BACKGROUND: About 35–50 % of ALK-rearranged NSCLC patients develop brain metastases (BM), while leptomeningeal metastases (LM) occur in 5% of patients, and spinal intramedullary metastases in < 1%. Few data are available regarding the efficacy of ALK inhibitors in neoplastic spinal disease from NSCLC. MATERIAL AND METHODS: In March 2014 a 55 year-old woman developed multiple BM after 2 years from the diagnosis of an ALK-rearranged NSCLC who was receiving crizotinib, a first-generation ALK inhibitor. Crizotinib was continued associated with WBRT with a near-CR (RANO criteria) lasting 12 months. One year later a spinal MRI displayed multiple intramedullary enhancing lesions and diffuse leptomeningeal spread along the cauda equina, with CSF positivity for neoplastic cells.
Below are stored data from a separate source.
PR #1860, opened 2022-09-22
webgpu/shader/execution: Reduce `const` case batch size

ben-clayton:
Reduce the batch size to avoid timeouts with Chromium's CTS runner.

We trigger a heartbeat between each batch, so by increasing the granularity of these batches, we should avoid whole-test timeouts.

Issue: #

<hr>

### DIFF
--- a/src/webgpu/shader/execution/expression/expression.ts
+++ b/src/webgpu/shader/execution/expression/expression.ts
@@ -162,7 +162,7 @@ export function run(
   const casesPerBatch = (function () {
     switch (cfg.inputSource) {
       case 'const':
-        return 256; // Arbitrary limit, to ensure shaders aren't too large
+        return 64; // Arbitrary limit, to ensure shaders aren't too large
       case 'uniform':
         return Math.floor(
           t.device.limits.maxUniformBufferBindingSize / (parameterTypes.length * kValueStride)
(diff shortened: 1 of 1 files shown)


src/webgpu/shader/execution/expression/expression.ts
```diff
@@ -162,7 +162,7 @@ export function run(
   const casesPerBatch = (function () {
     switch (cfg.inputSource) {
       case 'const':
-        return 256; // Arbitrary limit, to ensure shaders aren't too large
+        return 64; // Arbitrary limit, to ensure shaders aren't too large
```
austinEng, line 165: github won't let me comment lower down.

Looking at this again, we do:
```
pushErrorScope('validation');
submit all the batches
popErrorScope()
checkResults.forEach(f => f());
```
maybe instead we should do:
```
promises = [];
for each batch:
  pushErrorScope
  checkBatch = submitBatch
  promises.push(popErrorScope().then(checkBatch));
  
await Promise.all(promises);
```

the reason is that waiting for popErrorScope after ALL the batches will wait for them all to finish validating

austinEng (approved):
LGTM if you want to land this; but not sure if it'll actually fix the problem

also, consider carving out these tests in Chrome's harness to run without parallelization to make things more deterministic

src/webgpu/shader/execution/expression/expression.ts
austinEng: **wait for them all to run through validation in Dawn. the `f` that's returned by `submitBatch` will still run one-by-one with heartbeats in between in the current code.

ben-clayton: Done

PR #1877, opened 2022-09-29
Implement 'timestampWrites,invalid_query_set' test in beginComputePass.spec.ts

Gyuyoung:
~beginComputePass method should generate a validation error if device.feature doesn't contain "timestamp-query".~

Issue: #1743

<hr>

### DIFF
--- a/src/webgpu/api/validation/encoding/beginComputePass.spec.ts
+++ b/src/webgpu/api/validation/encoding/beginComputePass.spec.ts
@@ -106,6 +106,33 @@ g.test('timestampWrites,query_set_type')
     t.tryComputePass(isValid, descriptor);
   });
 
+g.test('timestampWrites,invalid_query_set')
+  .desc(`Tests that timestampWrite that has an invalid query set generates a validation error.`)
+  .params(u => u.combine('querySetState', ['valid', 'invalid'] as const))
+  .beforeAllSubcases(t => {
+    t.selectDeviceOrSkipTestCase(['timestamp-query']);
+  })
+  .fn(async t => {
+    const { querySetState } = t.params;
+
+    const querySet = t.createQuerySetWithState(querySetState, {
+      type: 'timestamp',
+      count: 1,
+    });
+
+    const timestampWrite = {
+      querySet,
+      queryIndex: 0,
+      location: 'beginning' as const,
+    };
+
+    const descriptor = {
+      timestampWrites: [timestampWrite],
+    };
+
+    t.tryComputePass(querySetState === 'valid', descriptor);
+  });
+
 g.test('timestampWrites,query_index_count')
   .desc(`Test that querySet.count should be greater than timestampWrite.queryIndex.`)
   .params(u => u.combine('queryIndex', [0, 1, 2, 3]))


src/webgpu/api/validation/encoding/beginComputePass.spec.ts
```diff
@@ -106,6 +106,40 @@ g.test('timestampWrites,query_set_type')
...
+  .params(u => u.combine('featureContainsTimestampQuery', [false, true]))
+  .beforeAllSubcases(t => {
+    const { featureContainsTimestampQuery } = t.params;
+
+    const requiredFeatures: GPUFeatureName[] = [];
+    if (featureContainsTimestampQuery) {
+      requiredFeatures.push('timestamp-query');
+    }
+
+    t.selectDeviceOrSkipTestCase({ requiredFeatures });
```
kainino0x, line 125: nit: This function has an overload so you can use simply
```ts
t.selectDeviceOrSkipTestCase(featureContainsTimestampQuery ? 'timestamp-query' : undefined);
```

src/webgpu/api/validation/encoding/beginComputePass.spec.ts
```diff
@@ -106,6 +106,40 @@ g.test('timestampWrites,query_set_type')
     t.tryComputePass(isValid, descriptor);
   });
 
+g.test('timestamp_query_feature')
+  .desc(
+    `
+  Test that a validation error is generated if the features doesn't contain 'timestamp-query'
+  feature.
```
kainino0x, line 113: nit: It's easier to read language which describes the intent to enable the feature, rather than the mechanism used to enable the feature.

```suggestion
  Test that a validation error if the 'timestamp-query' feature isn't enabled.
```

kainino0x, line 113: Description also needs to describe what call is generating the error; see below.

src/webgpu/api/validation/encoding/beginComputePass.spec.ts
```diff
@@ -106,6 +106,40 @@ g.test('timestampWrites,query_set_type')
...
+      requiredFeatures.push('timestamp-query');
+    }
+
+    t.selectDeviceOrSkipTestCase({ requiredFeatures });
+  })
+  .fn(async t => {
+    const { featureContainsTimestampQuery } = t.params;
+
+    const timestampWrite = {
+      querySet: t.device.createQuerySet({ type: 'timestamp', count: 1 }),
```
kainino0x, line 131: This `createQuerySet` call is supposed to fail if the feature timestamp-query feature is not enabled. That is already tested, in `api/validation/capability_checks/features/query_types.spec.ts`

Since it's impossible to create a timestamp query set without the feature, it's only possible to test `beginComputePass` with:
- `timestampWrites` containing a query set of the wrong type (tested in `timestampWrites,query_set_type`)
- `timestampWrites` containing an invalid query set (not sure if we have a test for this)

kainino0x (commented):
I don't think it's possible to test what you wanted to test here. However, there's a related thing we need to test. See comments.

src/webgpu/api/validation/encoding/beginComputePass.spec.ts
Gyuyoung: Ah, right. It's likely I missed checking them. Now I'm thinking that we've not tested the case that timestampWrites contain an invalid query set in calling of begingComputePass yet. So I update the test to check it. wdyt?

kainino0x (approved):
lgtm!

Issue #1891, opened 2022-10-04
Check the validation of getBindGroupLayout method


Gyuyoung:
SSIA.

Gyuyoung:
I'm not fully sure if we need to do something more about this issue. But, It's likely we've done most of things for this issue. So, I would like to mark this issue as 'complete' for now.

PR #1892, opened 2022-10-04
Implement 'index_range' test in getBindGroupLayout.spec.ts

Gyuyoung:
According to the specification, the index of getBindGroupLayout should not exceed the size of the bind group layouts. So this PR implements a new test to ensure it.

Issue: #1891

<hr>

### DIFF
--- a/src/webgpu/api/validation/getBindGroupLayout.spec.ts
+++ b/src/webgpu/api/validation/getBindGroupLayout.spec.ts
@@ -1,0 +1,70 @@
+export const description = `
+  getBindGroupLayout validation tests.
+`;
+
+import { makeTestGroup } from '../../../common/framework/test_group.js';
+
+import { ValidationTest } from './validation_test.js';
+
+export const g = makeTestGroup(ValidationTest);
+
+g.test('index_range,explicit_layout')
+  .desc(
+    `
+  Test that a validation error is generated if the index exceeds the size of the bind group layouts
+  using a pipeline with an explicit layout.
+  `
+  )
+  .params(u => u.combine('index', [0, 1, 2, 3, 4, 5]))
+  .fn(async t => {
+    const { index } = t.params;
+
+    const pipelineBindGroupLayouts = t.device.createBindGroupLayout({
+      entries: [],
+    });
+
+    const kBindGroupLayoutsSizeInPipelineLayout = 1;
+    const pipelineLayout = t.device.createPipelineLayout({
+      bindGroupLayouts: [pipelineBindGroupLayouts],
+    });
+
+    const pipeline = t.device.createRenderPipeline({
+      layout: pipelineLayout,
+      vertex: {
+        module: t.device.createShaderModule({
+          code: `
+            @vertex
+            fn main()-> @builtin(position) vec4<f32> {
+              return vec4<f32>(0.0, 0.0, 0.0, 1.0);
+            }`,
+        }),
+        entryPoint: 'main',
+      },
+      fragment: {
+        module: t.device.createShaderModule({
+          code: `
+            @fragment
+            fn main() -> @location(0) vec4<f32> {
+              return vec4<f32>(0.0, 1.0, 0.0, 1.0);
+            }`,
+        }),
+        entryPoint: 'main',
+        targets: [{ format: 'rgba8unorm' }],
+      },
+    });
+
+    const shouldError = index >= kBindGroupLayoutsSizeInPipelineLayout;
+
+    t.expectValidationError(() => {
+      pipeline.getBindGroupLayout(index);
+    }, shouldError);
+  });
+
+g.test('index_range,auto_layout')
+  .desc(
+    `
+  Test that a validation error is generated if the index exceeds the size of the bind group layouts
+  using a pipeline with an auto layout.
+  `
+  )
+  .unimplemented();


src/webgpu/api/validation/getBindGroupLayout.spec.ts
```diff
@@ -0,0 +1,70 @@
...
+    const pipelineBindGroupLayouts = t.device.createBindGroupLayout({
+      entries: pipelineBufferBindings,
+    });
+
+    const pipelineLayout = t.device.createPipelineLayout({
+      bindGroupLayouts: [pipelineBindGroupLayouts],
+    });
+
+    const pipeline = t.device.createRenderPipeline({
+      layout: pipelineLayout,
```
kainino0x, line 41: This should be tested with both explicit layouts (as you have here) and the `"auto"` layout, because getBindGroupLayout would be likely to behave differently in both cases.

They'll be substantially different, so most likely two separate tests. The test with an `"auto"` layout would need bindings defined in its shaders. That can be a followup, we should just add an `unimplemented()` test now to track it.

src/webgpu/api/validation/getBindGroupLayout.spec.ts
```diff
@@ -0,0 +1,70 @@
...
+        }),
+        entryPoint: 'main',
+        targets: [{ format: 'rgba8unorm' }],
+      },
+    });
+
+    const shouldError = index >= maxBindGroups;
+
+    t.expectValidationError(() => {
+      pipeline.getBindGroupLayout(index);
```
kainino0x, line 68: According to the spec, at least as currently written, this is supposed to throw an exception if `index >= maxBindGroups`. It's only a validation error if it's `< maxBindGroups` but `>=` the number of bind groups actually in the layout.

HOWEVER: I actually think we should change this in the spec. It doesn't seem consistent with other parts of the API. I'm going to open a spec proposal about it. Let's see if that gets resolved quickly.

Note, there's also an issue where `"auto"` layouts always fill the array up to `maxBindGroups`, instead of only up to the highest bind group index needed. I think this is a bug in the spec, so ignore this for now.

kainino0x (commented):
I have a few minor comments, but this also reminded me about some issues in the spec. Those will need to get resolved before we can complete this. See below for details, and sorry for the blocker!

src/webgpu/api/validation/getBindGroupLayout.spec.ts
kainino0x: https://github.com/gpuweb/gpuweb/pull/3505

https://github.com/gpuweb/gpuweb/pull/3506

Hoping both can be resolved tomorrow.

src/webgpu/api/validation/getBindGroupLayout.spec.ts
```diff
@@ -0,0 +1,70 @@
...
+  .desc(
+    `
+  Test that a validation error is generated if the index exceeds the size of the bind group layouts.
+  `
+  )
+  .params(u => u.combine('index', [0, 1, 2, 3, 4, 5]))
+  .fn(async t => {
+    const { index } = t.params;
+
+    const maxBindGroups = t.device.limits?.maxBindGroups ?? 4;
```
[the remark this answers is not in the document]
Gyuyoung: Ah, I just copied & pasted it from the existing code. Fixed.

> 
Can you please update the other instance of t.device.limits?.maxBindGroups, in setBindGroup.spec.ts, too?

Sure, let me upload a new PR to update it.

src/webgpu/api/validation/getBindGroupLayout.spec.ts
Gyuyoung: Thanks for checking it. Once let me update this PR with some fixes you pointed out.

kainino0x: There have been no objections so far, so let's move forward assuming they'll land.

src/webgpu/api/validation/getBindGroupLayout.spec.ts
```diff
@@ -0,0 +1,80 @@
...
+  `
+  )
+  .params(u => u.combine('index', [0, 1, 2, 3, 4, 5]))
+  .fn(async t => {
+    const { index } = t.params;
+
+    const maxBindGroups = t.device.limits.maxBindGroups;
+
+    const pipelineBufferBindings: GPUBindGroupLayoutEntry[] = [];
+    for (let binding = 0; binding < maxBindGroups; binding++) {
```
kainino0x, line 25: This `binding` is bindings within a bind group, not number of bind groups. So it doesn't make sense to go up to `maxBindGroups`. In fact, we don't really need any entries in the bind group layout. I think `entries` can just be `[]`.

src/webgpu/api/validation/getBindGroupLayout.spec.ts
```diff
@@ -0,0 +1,80 @@
...
+            fn main() -> @location(0) vec4<f32> {
+              return vec4<f32>(0.0, 1.0, 0.0, 1.0);
+            }`,
+        }),
+        entryPoint: 'main',
+        targets: [{ format: 'rgba8unorm' }],
+      },
+    });
+
+    const shouldError = index >= maxBindGroups;
```
kainino0x, line 66: With #3506, this should error if index >= 1, since 1 is the number of bind group layouts in `pipelineLayout`.

kainino0x (commented):
LGTM with some small changes

src/webgpu/api/validation/getBindGroupLayout.spec.ts
Gyuyoung: yes, `pipelineLayout` only has `pipelineBindGroupLayouts` as for `bindGroupLayouts`. Thanks for correcting me!

src/webgpu/api/validation/getBindGroupLayout.spec.ts
```diff
@@ -0,0 +1,70 @@
...
+export const g = makeTestGroup(ValidationTest);
+
+g.test('index_range,explicit_layout')
+  .desc(
+    `
+  Test that a validation error is generated if the index exceeds the size of the bind group layouts
+  using a pipeline with an explicit layout.
+  `
+  )
+  .params(u => u.combine('index', [0, 1, 2, 3, 4, 5]))
```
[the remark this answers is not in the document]
kainino0x: Thanks. I've filed https://bugs.chromium.org/p/dawn/issues/detail?id=1565 about it. We'll also see that the test is failing :)

kainino0x (approved):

Ceritinib, a second-generation ALK inhibitor, was started and a CR both on MRI and CSF was obtained lasting 18 months. In December 2017 the patient developed a bladder dysfunction and paralytic ileus due to multiple intramedullary spinal and leptomeningeal recurrences. Considering the higher BBB penetration of lorlatinib, a third-generation ALK inhibitor, the patient started the drug and achieved a significant improvement of the urinary incontinence and intestinal transit after 3 months Conversely, no change of the extent of spinal disease was observed on MRI. At this time, the patient is continuing treatment with lorlatinib and she is free of recurrence since 5 months. RESULTS: The development of CNS disease in ALK-rearranged NSCLC has been suggested to be a natural evolution of the disease and/or is correlated to low CNS penetration of the molecular drugs that control the systemic disease. The PROFILE trials (1005 and 1007) have shown longer OS in patients with BM who received crizotinib beyond progression, but data are lacking on the activity of second- and third-generation ALK inhibitors. CONCLUSION: This is the first report of a prolonged clinical and radiological response using sequentially different ALK inhibitors in a patient with concurrent LM and spinal intramedullary metastases from an ALK-rearranged NSCLC.